Kastanek, an Iowa recruit, also had that understanding. She was the one who made the promise to Graham after last year's championship loss that the Knights would redeem themselves this season.
“Alexa was a true team player,” Graham said. “She would do absolutely anything to help us win.”
Kastanek, whose older sister Marissa also was an All-Nebraska selection at Southeast, averaged 15.6 points and 6.4 rebounds. She shot 48 percent from the field, 32 percent from 3-point range and 71 percent from the foul line.
Graham said it was Kastanek's defense that often played a crucial role in the team's success.
“She led us in steals and usually was covering the other team's top offensive player,” the coach said. “She helped our team win in every way possible.”
Works, a Creighton recruit, averaged 16.9 points for the 20-5 Silver Hawks. She was one of the top 3-point shooters in the state, making more than 42 percent of her shots.
“Lauren was the complete leader for us,” Southwest coach Lis Brenden said. “Scoring, rebounds, assists and defense. She was an incredibly important part of our team.”
The Silver Hawks came up one win short of state, losing to Lincoln Northeast in the district final. It was a disappointing way for Works to end her varsity basketball career, but Brenden said the hard-working senior couldn't have tried any harder.
|ALL-STATE HARLEM SHAKE|
|The state's hoops stars put on a dancing clinic in our All-Nebraska rendition of the "Harlem Shake."|
“When Lauren's teammates saw her diving for loose balls, it was contagious,” the coach said. “Her work ethic was tremendous, and nobody could have contributed to our team more than Lauren did.”
Ibis, a 6-foot sophomore, was second in Class A scoring at 19.1 points per game and led the class in rebounding with an average of 13.7 per game. She averaged 14.8 points and 10 rebounds per game as a freshman after her family moved from South Dakota.
“Kianna was a big piece of the puzzle for us,” Benson coach Jon Perone said. “She did a great job at both ends of the court.”
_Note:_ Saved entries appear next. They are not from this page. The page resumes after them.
PR #658, opened 2017-11-20
 Special case union type translation.

mprobst:
TypeScript "flattens" type aliases for union types when it adds
alternatives to a union. This means tsickle cannot reconstruct the
correct syntactical representation of the union type, as any type
aliases constructing it have been resolved.

This PR changes tsickle to pass around the the syntactical form
(i.e. `ts.TypeNode` AST nodes) in addition to the semantic form
(`ts.Type` nodes), so that tsickle can emit intermediate type aliases.
Translation of union types then uses the syntactical form if present.

This required moving around some code, including handling optional
properties, and finding the right generic type arguments for rest
parameters.

Intersection types do not need to be handled as Closure cannot handle
them at all.


mprobst:
I'm not super happy with this change. It seems fragile, and mixing concepts we shouldn't mix.

Maybe the alternative would be emitting additional imports for the union type members? But that would require a two pass emit, and naming symbols whose location we don't know (yet).

mprobst:
Update: I've checked how `.d.ts` declaration emit names types, it's following the same pattern of using the syntactical nodes to generate types. I think this change is the correct approach then.

src/tsickle.ts
```diff
@@ -1360,27 +1374,26 @@ class Annotator extends ClosureRewriter {
...
+    // to mark the property as optional in Closure, it must have "|undefined",
     // so the Closure type must be ?|undefined.
-    if (optional && type === '?') type += '|undefined';
+    // The underlying TypeScript type of the property is e.g. "string|undefined"
+    // when a concrete type is given. However translation doesn't include
+    // "|undefined" in two corner cases:
+    // - for union types, we translate the syntactical type node
+    // - for any types, TS translation only includes ? (as any includes
+    //   "|undefined"), but Closure's ? type does not include absence
+    if (optional) type += '|undefined';
```
LucasSloan: This will add `|undefined` even in cases not explained above, unless there's some logic elsewhere I'm not seeing - maybe say why that's ok in the comment?a

test_files/type/type.js
```diff
@@ -18,8 +18,8 @@ let /** @type {!Array<?>} */ typeTupleTuple = [[1, 2]];
 let /** @type {!Array<?>} */ typeTupleTuple2 = [[1, 2], ''];
 let /** @type {(string|boolean)} */ typeUnion = Math.random() > 0.5 ? false : '';
 let /** @type {(string|boolean)} */ typeUnion2 = Math.random() > 0.5 ? false : '';
-let /** @type {{optional: (undefined|boolean)}} */ typeOptionalField = {};
-let /** @type {{optional: (undefined|string|boolean)}} */ typeOptionalUnion = {};
+let /** @type {{optional: ((undefined|boolean)|undefined)}} */ typeOptionalField = {};
```
LucasSloan: `undefined|boolean|undefined`?

README.md
```diff
@@ -118,6 +118,24 @@ to install the dependencies.
   `clang-format`,
 - `yarn test` runs unit tests, e2e tests and checks the source code formatting.
 
+### Debugging
```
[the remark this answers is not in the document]
mprobst: It's a separate commit, so it retains history including a proper commit message. I think that's fine, given that github allows reviewing in isolation if needed.

src/tsickle.ts
```diff
@@ -495,16 +502,23 @@ class ClosureRewriter extends Rewriter {
...
-  typeToClosure(context: ts.Node, type?: ts.Type, resolveAlias?: boolean): string {
+  typeToClosure(
+      context: ts.Node, typeNode: ts.TypeNode|undefined, type?: ts.Type,
+      resolveAlias?: boolean): string {
     if (this.host.untyped) {
       return '?';
     }
 
     const typeChecker = this.typeChecker;
+    // if (context.type && ts.isUnionTypeNode(context.type)) {
```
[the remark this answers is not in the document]

src/tsickle.ts
```diff
@@ -1360,27 +1374,26 @@ class Annotator extends ClosureRewriter {
...
-    // typeToClosure translation handles it correctly, and string|undefined is
-    // how you write an optional property in Closure.
-    //
-    // But in the special case of an optional property with type any:
-    //   foo?: any;
-    // The TypeScript type of the property is just "any" (because any includes
-    // undefined as well) so our default translation of the type is just "?".
-    // To mark the property as optional in Closure it must have "|undefined",
+    // to mark the property as optional in Closure, it must have "|undefined",
     // so the Closure type must be ?|undefined.
```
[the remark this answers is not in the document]
mprobst: Added to the comment.

test_files/type/type.js
mprobst: Yeah. Doesn't hurt, and makes the code easier/more consistent.

src/type_translator.ts
```diff
@@ -378,6 +378,26 @@ export class TypeTranslator {
     }
   }
 
+  /**
+   * Special-case translation of union types to work off the syntactical type representation
+   * (`ts.Node` object), as opposed to the semantic type representation (`ts.Type` object).
+   *
+   * Unlike with othe types, TypeScript expands aliased union types as they are added into another
+   * union. This means we cannot recover the original type nodes and names from the union type, and
```
evmar: s/the union type/the ts.Type/ perhaps?  It confusing here because when you say "the union type" you mean something other than the 'UnionTypeNode' seen just below.

src/type_translator.ts
```diff
@@ -378,6 +378,26 @@ export class TypeTranslator {
...
+   * must fall back to the syntactical representation.
+   */
+  translateUnionTypeNode(n: ts.UnionTypeNode) {
+    return '(' +
+        n.types
+            .map(tn => {
+              const type = this.typeChecker.getTypeAtLocation(tn);
+              return this.translate(type, false);
```
evmar: What is 'false' here?  Needs a comment.

README.md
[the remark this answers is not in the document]
LucasSloan: Our usual practice is to squash all the commits in a PR - are you planning on squashing everything but this into one?

test_files/declare_class_overloads/externs.js
```diff
@@ -130,9 +130,9 @@ OverloadValueOf.prototype.valueOf = function() {};
 function Merged() {}
 
 /**
- * @param {(string|number|!Array<!OverloadBigMix>)} a_or_c_or_e_or_f
+ * @param {(string|number|!Array<!OverloadBigMix>|!Array<!OverloadBigMix>)} a_or_c_or_e_or_f
```
evmar: I recall at some point in some code we grab the set of union elements and drop duplicates.  I guess it's a different code path than here...

test_files/enum/enum.js
```diff
@@ -27,7 +27,7 @@ enumTestFunction(enumTestValue);
 let /** @type {EnumTest1} */ enumTestLookup = EnumTest1["XYZ"];
 let /** @type {?} */ enumTestLookup2 = EnumTest1["xyz".toUpperCase()];
 // Verify that unions of enum members and other values are handled correctly.
-let /** @type {(boolean|EnumTest1)} */ enumUnionType = EnumTest1.XYZ;
+let /** @type {(EnumTest1|boolean)} */ enumUnionType = EnumTest1.XYZ;
```
evmar: Is this order stable?  That is, what causes this to have boolean on the right, and will it persist across compiles?

test_files/typedef/typedef.ts
```diff
@@ -3,4 +3,15 @@ var y: MyType = 3;
 
 type Recursive = {value: number, next: Recursive};
 
+// TypeScript expands union members when constructing, which drops the
+// distinction in unionUserInUnion between string|number|boolean and
+// UnionTypeAlias|boolean. That's a problem if the constituent types are not
+// valid symbols in the lexical context (e.g. not imported).
```
evmar: You write the problem here, but trail off before describing why the problem isn't a problem.  Either briefly describe what you expect the test to be showing here, or ref the relevant code or something?

README.md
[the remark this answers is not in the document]
mprobst: I've organized this PR such that the commits are individually meaningful. I'll rebase them on master when I push.

test_files/enum/enum.js
mprobst: Previously, this was ordered by the sequence of types in the resolved union type, handled by TS. Now this is ordered by the lexical spelling, i.e. comes out the way the user wrote this. Both are stable, it's entries in an array.

src/type_translator.ts
mprobst: Code removed, no longer applies.

src/type_translator.ts
mprobst: No longer applies.

src/tsickle.ts
mprobst: Added parentheses.

test_files/typedef/typedef.ts
mprobst: done.

mprobst:
Obsolete, superseded by PR #663.

PR #660, opened 2017-11-22
Do not emit generic types on type aliases.

mprobst:
Closure does not support generic types in typedefs. Closure's old type
inference simply ignores the arguments, but its new type inference
reports "incorrect generic type instantiation". This change avoids the
problem by specifically not emitting type arguments if the referenced
type is a type alias (and thus a type definition in Closure).

This change is based on PR #658.


mprobst:
Green in g3.

mprobst:
Obsolete, superseded by PR #663.

PR #662, opened 2017-11-28
exporting main() to ease embedding without fork

PeterHorvathIsento:
Hi,

this trivial change would make embedding into external tools without forking much easier.

Regards,

PH


PeterHorvathIsento:
I signed it!

src/main.ts
```diff
@@ -156,7 +156,7 @@ export function toClosureJS(
       program, transformerHost, compilerHost, options, undefined, writeFile);
 }
 
-function main(args: string[]): number {
+export function main(args: string[]): number {
```
mprobst: We thought that users would call into `toClosureJS` instead of using this method. After all, there's no point in parsing settings from string arguments if you pass them programatically, and the only other interesting thing is writing files and reporting diagnostics, which 3rd party tools probably want to take over.

Can you share your use case?

HorvathAkosPeter: Hello, sorry for the late answer.

The use case is that

1. User made his project working with `./node_modules/.bin/tsickle`
2. He wants to automatize this, but he doesn't like node processes called by another nodes.

I think some functionality should exist in the `main.ts` which makes possible the calling of a tsickle instance, but specifying the command line argument list. To do that, we now have to duplicate the whole `main.ts` functionality, which is dirty.

However, the functionality can be done also with other ways: for example, cloning `process` and overriding its `process.args` and `process.exit` methods. This is what I do now. Also this is dirty, but much lesser.

HorvathAkosPeter: ...finally I've found that this main() isn't so complex, so I rather essentially duplicated it. Thank you anyways!

mprobst: Makes sense, thanks for validating my understanding, and happy to serve as a rubber duck for you ;-)

PR #663, opened 2017-11-28
forward declare symbols not in the local scope.

mprobst:
TypeScript's type checker expands aliases in union types as they are
constructed. This is apparently a design limitation and hard to change
for reasons including performance.

In tsickle, the expanded symbols might however not be available at the
use site, e.g. if a union type is declared in `fileA.ts`, contains
symbols available locally, but then imported in `fileB.ts` where its
constituent types are not available:

    // fileA
    export class LocalType {}
    export type TypeDef = LocalType|number;

    // fileB
    import {TypeDef} from './fileA';
    let useTypeDef: TypeDef|string;

Tsickle would emit `LocalType|number|string` as the type for
`useTypeDef`. This change fixes the issue by ensuring all symbols that
are used have an appropriate forward declare. This turns out to be
easier than mapping back into the original type or trying to emit the
syntactical type.

### DIFF
--- a/src/source_map_utils.ts
+++ b/src/source_map_utils.ts
@@ -109,48 +109,37 @@ export function sourceMapTextToGenerator(sourceMapText: string): SourceMapGenera
   return SourceMapGenerator.fromSourceMap(sourceMapTextToConsumer(sourceMapText));
 }
 
+/**
+ * A position in a source map. All offsets are zero-based.
+ */
 export interface SourcePosition {
-  // 0 based
+  /** 0 based */
   column: number;
-  // 0 based
+  /** 0 based */
   line: number;
-  // 0 based
+  /** 0 based full offset in the file. */
   position: number;
 }
 
 export interface SourceMapper {
+  /**
+   * Logically shift all source positions by `offset`.
+   *
+   * This method is useful if code has to prepend additional text to the generated output after
+   * source mappings have already been generated. The source maps are then transparently adjusted
+   * during TypeScript output generation.
+   */
+  shiftByOffset(offset: number): void;
+  /**
+   * Adds a mapping from `originalNode` in `original` position to its new location in the output,
+   * spanning from `generated` (an offset in the file) for `length` characters.
+   */
   addMapping(
       originalNode: ts.Node, original: SourcePosition, generated: SourcePosition,
       length: number): void;
 }
 
 export const NOOP_SOURCE_MAPPER: SourceMapper = {
-  // tslint:disable-next-line:no-empty
-  addMapping() {}
+  shiftByOffset() {/* no-op */},
+  addMapping() {/* no-op */},
 };
-
-export class DefaultSourceMapper implements SourceMapper {
-  /** The source map that's generated while rewriting this file. */
-  public sourceMap = new SourceMapGenerator();
-
-  constructor(private fileName: string) {
-    this.sourceMap.addMapping({
-      // tsc's source maps use 1-indexed lines, 0-indexed columns
-      original: {line: 1, column: 0},
-      generated: {line: 1, column: 0},
-      source: this.fileName,
-    });
-  }
-
-  addMapping(node: ts.Node, original: SourcePosition, generated: SourcePosition, length: number):
-      void {
-    if (length > 0) {
-      this.sourceMap.addMapping({
-        // tsc's source maps use 1-indexed lines, 0-indexed columns
-        original: {line: original.line + 1, column: original.column},
-        generated: {line: generated.line + 1, column: generated.column},
-        source: this.fileName,
-      });
-    }
-  }
-}
--- a/src/transformer_sourcemap.ts
+++ b/src/transformer_sourcemap.ts
@@ -11,17 +11,25 @@ import {isTypeNodeKind, updateSourceFileNode, visitNodeWithSynthesizedComments} 
 import * as ts from './typescript';
 
 /**
- * @fileoverview Creates a TypeScript transformer that parses code into a new `ts.SourceFile`,
- * marks the nodes as synthetic and where possible maps the new nodes back to the original nodes
- * via sourcemap information.
+ * Creates a TypeScript transformer based on a source->text transformation.
+ *
+ * TypeScript transformers operate on AST nodes. Newly created nodes must be marked as replacing an
+ * older AST node. This shim allows running a transformation step that's based on emitting new text
+ * as a node based transformer. It achieves that by running the transformation, collecting a source
+ * mapping in the process, and then afterwards parsing the source text into a new AST and marking
+ * the new nodes as representations of the old nodes based on their source map positions.
+ *
+ * The process marks all nodes as synthesized except for a handful of special cases (identifiers
+ * etc).
  */
 export function createTransformerFromSourceMap(
-    operator: (sourceFile: ts.SourceFile, sourceMapper: SourceMapper) =>
+    sourceBasedTransformer: (sourceFile: ts.SourceFile, sourceMapper: SourceMapper) =>
         string): ts.TransformerFactory<ts.SourceFile> {
   return (context) => (sourceFile) => {
     const sourceMapper = new NodeSourceMapper();
+    const transformedSourceText = sourceBasedTransformer(sourceFile, sourceMapper);
     const newFile = ts.createSourceFile(
-        sourceFile.fileName, operator(sourceFile, sourceMapper), ts.ScriptTarget.Latest, true);
+        sourceFile.fileName, transformedSourceText, ts.ScriptTarget.Latest, true);
     const mappedFile = visitNode(newFile);
     return updateSourceFileNode(sourceFile, mappedFile.statements);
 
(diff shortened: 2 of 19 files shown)


src/tsickle.ts
```diff
@@ -566,7 +578,44 @@ class Annotator extends ClosureRewriter {
...
+    // Because tsickle runs with the --declaration flag, all types referenced from exported types
+    // must be exported, too, so there must either be some declaration that is exported, or the
+    // symbol is actually a global declaration (declared in a script file, not a module).
+    const decl = sym.declarations.find(d => hasModifierFlag(d, ts.ModifierFlags.ExportDefault));
+    if (!decl) return;
+    // Exclude symbols declared in `declare global {...}` blocks, they are glocal and don't need
+    // imports.
+    let current: ts.Node|undefined = decl;
+    while (current) {
+      if (current.flags & ts.NodeFlags.GlobalAugmentation) return;
```
evmar: Is it possible there's some other declaration that satisfies your requirements?  (E.g. that .some picked the wrong one above?)  Might be worth refactoring so you call .some() over all declarations and do this filtering within the .some?

src/tsickle.ts
```diff
@@ -566,7 +578,44 @@ class Annotator extends ClosureRewriter {
...
+      current = current.parent;
+    }
+    // Actually import the symbol.
+    const sf = decl.getSourceFile();
+    const fn = sf.fileName;
```
evmar: Only used once and a bit far away, might be worth just inlining it.

src/tsickle.ts
```diff
@@ -566,7 +578,44 @@ class Annotator extends ClosureRewriter {
...
+    const moduleSymbol = this.typeChecker.getSymbolAtLocation(sf);
+    if (!moduleSymbol) {
+      this.error(sf, `module with exports has no symbol`);
+      return;
+    }
+    // Already imported.
+    if (this.forwardDeclaredModules.has(moduleSymbol)) return;
+
+    const exportedSymbols = this.typeChecker.getExportsOfModule(moduleSymbol);
```
evmar: unused?

src/tsickle.ts
```diff
@@ -1165,28 +1195,34 @@ class Annotator extends ClosureRewriter {
...
-  private forwardDeclare(
-      specifier: ts.Expression, exportedSymbols: NamedSymbol[], isDefaultImport = false) {
-    if (this.host.untyped) return;
+  private forwardDeclare(specifier: ts.Expression, isDefaultImport = false) {
     const importPath = this.resolveModuleSpecifier(specifier);
+    const moduleSymbol = this.typeChecker.getSymbolAtLocation(specifier);
+    this.emit(this.getForwardDeclareText(importPath, moduleSymbol, isDefaultImport));
+  }
+
+  private getForwardDeclareText(
```
evmar: docs

src/tsickle.ts
```diff
@@ -1136,10 +1168,8 @@ class Annotator extends ClosureRewriter {
       if (!sym) {
         return true;  // modules might not have a symbol if they are unused.
       }
-      // forwardDeclare all symbols that can be imported from the module.
-      const namedSyms =
-          this.typeChecker.getExportsOfModule(sym).map(sym => ({name: sym.name, sym}));
-      this.forwardDeclare(decl.moduleSpecifier, namedSyms, false);
+      // forwardDeclare the module.
```
evmar: maybe redundant with the function name?

src/tsickle.ts
```diff
@@ -566,7 +578,44 @@ class Annotator extends ClosureRewriter {
...
+    if (!sym.declarations || sym.declarations.length === 0) return;
+    // A symbol declared in this file does not need to be imported.
+    if (sym.declarations.some(d => d.getSourceFile() === this.file)) return;
+    // Find an exported declaration.
+    // Because tsickle runs with the --declaration flag, all types referenced from exported types
+    // must be exported, too, so there must either be some declaration that is exported, or the
+    // symbol is actually a global declaration (declared in a script file, not a module).
+    const decl = sym.declarations.find(d => hasModifierFlag(d, ts.ModifierFlags.ExportDefault));
+    if (!decl) return;
+    // Exclude symbols declared in `declare global {...}` blocks, they are glocal and don't need
```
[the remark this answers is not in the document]
mprobst: Huh, genuine typo.

src/tsickle.ts

src/tsickle.ts

src/source_map_utils.ts
```diff
@@ -109,48 +109,37 @@ export function sourceMapTextToGenerator(sourceMapText: string): SourceMapGenera
...
-  // 0 based
+  /** 0 based full offset in the file. */
   position: number;
 }
 
 export interface SourceMapper {
+  /**
+   * Logically shift all source positions by `offset`.
+   *
+   * This method is useful if code has to prepend addition text to the generated output after source
```
evmar: additional

src/source_map_utils.ts
```diff
@@ -109,48 +109,37 @@ export function sourceMapTextToGenerator(sourceMapText: string): SourceMapGenera
...
+   * mappings have already been generated. The source maps are then transparently adjusted during
```
evmar: This makes me think we got the layering wrong.  We wanted to move all of this to using transformers, so perhaps this new code could try?

src/transformer_sourcemap.ts
```diff
@@ -11,17 +11,24 @@ import {isTypeNodeKind, updateSourceFileNode, visitNodeWithSynthesizedComments}
 import * as ts from './typescript';
 
 /**
- * @fileoverview Creates a TypeScript transformer that parses code into a new `ts.SourceFile`,
- * marks the nodes as synthetic and where possible maps the new nodes back to the original nodes
- * via sourcemap information.
+ * Creates a TypeScript transformer based on a source->text transformation.
+ *
+ * TypeScript transformers operate on AST nodes. Newly create nodes must be marked as replacing an
```
evmar: created

src/transformer_sourcemap.ts
```diff
@@ -11,17 +11,24 @@ import {isTypeNodeKind, updateSourceFileNode, visitNodeWithSynthesizedComments}
...
+ * older AST node. This shim allows running a transformation step that's based on emitting new text
+ * as a node based transformer. It achieves that by running the transformation, collecting a source
+ * mapping in the process, and then afterwards parsing the source text into a new AST and marking
+ * the new nodes as representations of the old nodes based on their source map positions.
+ *
+ * The process marks all nodes as synthesized except for a handful special cases (identifiers etc).
```
evmar: handful *of*

src/source_map_utils.ts
mprobst: Yeah, but this new code is affecting how we annotate, so for this we'd need to move annotate, which is kind of all of tsickle. I considered it, and we really have to do it sooner than later, but it's a bunch of work.

mprobst:
PTAL, addressed all comments I think.

src/source_map_utils.ts
evmar: I think to incrementally move code out of annotate, we will have to make it export data in a form such that the transformer wrapper can use it.  In this case you could export the list of things you want imported, and then the transformer that calls annotate would use that list to generate source nodes for the imports.

Maybe it's not worth worrying about right now, but (1) at our current rate the transformer thing will never happen, and (2) this is maybe an easy one to do it for because you genuinely don't want these imports in the source text (which is why you have to monkey with the source map).

src/tsickle.ts
```diff
@@ -557,16 +561,57 @@ class Annotator extends ClosureRewriter {
...
+    // some builtins (e.g. Symbol)?
+    if (!sym.declarations || sym.declarations.length === 0) return;
+    // A symbol declared in this file does not need to be imported.
+    if (sym.declarations.some(d => d.getSourceFile() === this.file)) return;
+    // Find an exported declaration.
+    // Because tsickle runs with the --declaration flag, all types referenced from exported types
+    // must be exported, too, so there must either be some declaration that is exported, or the
+    // symbol is actually a global declaration (declared in a script file, not a module).
+    const decl = sym.declarations.find(
+        d => hasModifierFlag(d, /* Export | Default */ ts.ModifierFlags.ExportDefault));
```
evmar: "ExportDefault" is weird here(?)

src/tsickle.ts
```diff
@@ -557,16 +561,57 @@ class Annotator extends ClosureRewriter {
...
+    if (!decl) return;
+    // Exclude symbols declared in `declare global {...}` blocks, they are global and don't need
+    // imports.
+    let current: ts.Node|undefined = decl;
+    while (current) {
+      if (current.flags & ts.NodeFlags.GlobalAugmentation) return;
```
evmar: Is it possible there's some other declaration that satisfies your requirements? (E.g. that .find picked the wrong one above?) Might be worth refactoring so you call .some() over all declarations and do this filtering within the .some?

src/source_map_utils.ts
mprobst: I had the same feeling, and looked into what it'd take. The problem is twofold: we'd need to pipe this "extra prefix" through several layers of code, back up to `transformer_sourcemap`. That's a bit nasty, but more importantly, we still need to make sure the effective source map is correct. If we prepended the text in the transformer before parsing, we'd still need to handle the offset as we do now. If we hand the prefix further up, then we'll break source maps because we prepend after those are generated.

I think folding this into the source mapper is OK, it's the abstraction we use to bridge from the text format used in annotate to the transformer mode, so it's the right place.

src/tsickle.ts

src/tsickle.ts

PR #666, opened 2017-12-05
Separate forward declares with a line break.

mprobst:
Previously, if a list of imports would end in a trailing force-load of a
type only module, the line comment would effectively strip the next line
of code. This is very rare (people separate their imports and code), but
gets triggered when forward declaring a symbol from a type only module
which gets prepended before all other imports.


mprobst:
@googlebot I'm myself, and I herewith confirm that I'm OK with me publishing commits I made myself. Maybe you're a bit confused about who's who?

mprobst:
@evmar thanks for the explanation, I was wondering why this was. But I think indeed this is safe, the forward declares do not replace the emit of any other node, so there should not be issues with preceding trivia.

Also, we should really fully move to transformers to escape these kinds of lexical issues...

PR #667, opened 2017-12-06
Upgrade bazel rules to latest

alexeagle:


evmar:
Is there any change worth noting here?

alexeagle:
I opened the PR as a way to do manual CI.

It turns out enabling strict deps breaks tsickle, so I know I shouldn't publish a release from current rules_typescript.

alexeagle:
Ready to review.

Note, I removed the prepublishonly warning in package.json because it was broken - we copy the whole package.json into the `built` folder so the `publish.sh` script fails. I noticed it last time I pushed tsickle to npm.

PR #866, opened 2018-07-13
Handle conditional and substitution types.

### LINKED ISSUE #865: some conditional types crash tsickle
The following makes tsickle throw:

```typescript
export type Filter<T, U> = T extends U ? T : never;
export function ofType(): Filter<string, string> {
  return null as any;
};

```

believe it or not this is real-world code from https://github.com/ngrx/platform/pull/1183/files#diff-37851f2da2623baafce63a5976e8d86b

mprobst:
These cannot be represented in Closure Compiler easily (at least without
emitting Type Transformation Language, which does not work on typedefs),
so just emit `?` for the time being, instead of crashing.

Fixes #865.

### DIFF
--- a/test_files/conditional_type/conditional_type.ts
+++ b/test_files/conditional_type/conditional_type.ts
@@ -1,0 +1,1 @@
+export type Filter<T, U> = T extends U ? T : never;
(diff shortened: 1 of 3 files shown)


test_files/conditional_type/conditional_type.ts
```diff
@@ -0,0 +1 @@
+export type Filter<T, U> = T extends U ? T : never;
```
rkirov: I was going to say add an example of substitution type, but if I read this correctly - https://github.com/Microsoft/TypeScript/blob/master/src/compiler/types.ts#L4051

they can only occur internally to conditional types, thus can't be tested.

PR #871, opened 2018-07-18
wrap interface declarations in if(false)

evmar:
In our upcoming world of transformers, it's easier if we consistently
always wrap interface member declarations in an if(false) block.

This partially rolls back some of 249273f6417ea3696934c5b71abbbf4b202ce612,
which dropped function wrapper in favor of either using if(false) or
no wrapper at all for interfaces, so now we consistently use if(false).

### DIFF
--- a/src/tsickle.ts
+++ b/src/tsickle.ts
@@ -1326,10 +1326,14 @@ class Annotator extends ClosureRewriter {
     const name = getIdentifierText(iface.name);
     this.emit(`function ${name}() {}\n`);
 
-    const memberNamespace = [name, 'prototype'];
-    for (const elem of iface.members) {
-      const isOptional = elem.questionToken != null;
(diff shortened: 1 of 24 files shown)


evmar:
I think this won't ruin your branch because you just need to UPDATE_GOLDENS=y after merging this.

src/tsickle.ts
```diff
@@ -1326,11 +1326,13 @@ class Annotator extends ClosureRewriter {
     const name = getIdentifierText(iface.name);
     this.emit(`function ${name}() {}\n`);
 
+    this.emit(`\nif (false) {\n`);
```
mprobst: can you only emit this if there are any members?

evmar: Sure.  I think it's pretty uncommon to declare an interface with no members, but this code's dying anyway so it can't hurt.

PR #873, opened 2018-07-25
Deduplicate JSDoc tags in function declarations.

mprobst:
Previously, we'd emit tags like `@export` multiple times. causing
Closure complaints down the line.


src/module_type_translator.ts
```diff
@@ -410,7 +410,15 @@ export class ModuleTypeTranslator {
   getFunctionTypeJSDoc(fnDecls: ts.SignatureDeclaration[], extraTags: jsdoc.Tag[] = []):
       [jsdoc.Tag[], string[]] {
     const typeChecker = this.typeChecker;
-    const newDoc = extraTags;
+
+    // De-duplicate tags and docs found for the fnDecls.
```
evmar: Will this deduplicate @params, which we do want multiple of?  (E..g if the function has @param x and @param y)

mprobst: No, tags called `@param` or `@return` are special cased below. We also have plenty of tests for this, I know because I broke them at first :-)

PR #875, opened 2018-07-26
 Handle UniqueESSymbol.

mprobst:
TypeScript distinguishes internally between the primitive type `symbol`,
and the type of one specific unique symbol. This allows TS to
distinguish symbols that are defined on a particular type or not.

The left-handed Ibis tied with Shepard as Class A field-goal percentage leaders at .600. She set a single-game school record this season when she poured in 35 points against Omaha South. The Bunnies went 16-8 while securing the school's first state tournament berth since 1997.
“She's a good kid who gets good grades off the court,” Perone said. “I think every coach would love to have someone like Kianna.”
Brown, who averaged 20.1 points to lead Class B, helped the Vikings capture their second state title and first since 1982. She scored 22 points in the first round against McCook, 20 in the semifinals against Seward and 25 in the double-overtime final against Norris.
“McKenzie is a special player,” Northwest coach Mike Herzberg said. “She can score inside and she can score outside. And she's got a great mind for the game.”
Brown, who also helped the Vikings capture the Class B volleyball championship in the fall, became the first Northwest girl to go over the 1,000-point career mark. The 5-11 junior will get a chance to add to that next season.
“Her biggest strength is her competitive desire,” Herzberg said. “She's an extremely hard worker who spends a lot of lonely hours in the gym trying to improve her game.”